PS. Typewriter repair is quite theraputic, has a decent hands-on feel about it and you get moderately mucky. There are also quite a few typewriter users (fortunately frustrated editors are now able to scan type into screen text as long as they are prepared for pornagraphic conversion errors).
PPS. STEAM ENGINES DESIGN!!!!! I'll probably spend the all day dreaming up steampunk Ironman outfits now.
 
I would disagree :) Networks such as Gawker, Weblogs, Inc and more recently Vox have found continued success through blogging. It isn't the personal blog of yesteryear, but I think the platform has taken a fundamental shift since they started. They're just taking on a new role in journalism and sites which are run by individuals for hobby with no interest in actively using it as a business venture are having a tougher time competing.

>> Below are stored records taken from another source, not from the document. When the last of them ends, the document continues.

PR #1755, opened 2017-01-24
Base Style Fixes for MAUI

robwalch:
- Set basic styles in player, not in seven skin so that custom skins without color and background-color styles are not broken.
- Don't apply any user-inactive rules when playing media-audio
- Set display-icon-container width and height to "auto" to prevent custom skins from turning them into ovals
- Float display-icon-container(s) left so that the 3 center button always show horizontally even when custom skins change the display mode to block or table
- Make controlbar display table by default and only inline-block for inset controlbar skins

JW7-3901

### DIFF
--- a/src/css/imports/controlbar.less
+++ b/src/css/imports/controlbar.less
@@ -2,7 +2,7 @@
 @import "vars";
 
 .jw-controlbar {
-  display: inline-block; // for correct display in IE browsers
+  display: table;
   position: absolute;
   bottom: 0;
   height: @controlbar-height;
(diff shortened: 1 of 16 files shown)


src/css/imports/controlbar.less
```diff
@@ -2,7 +2,7 @@
 @import "vars";
 
 .jw-controlbar {
-  display: inline-block; // for correct display in IE browsers
+  display: table;
```
egreaves: Since you changed this back to `table`, you can also remove the rule specific to time-slider-above:

```
.jw-flag-time-slider-above:not(.jw-flag-ads-googleima) {

  .jw-controlbar {
    display: table;
  }
```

It's an interesting transition to watch.
 
It's less "blogging about MMORPGs" and more about having fun talking about gaming and other geeky things in a community and a way that you enjoy. That's not about being popular or successful.
 
I have never blogged but it seems to me like it is a way to think out loud to the world and let others chime in if it suits them. The motivation being to find/ share/consult with others topics of common interest. I don't see that going by the way side regardless of the method in which that is accomplished. I would say more but I have things to blow up in up World of Tanks!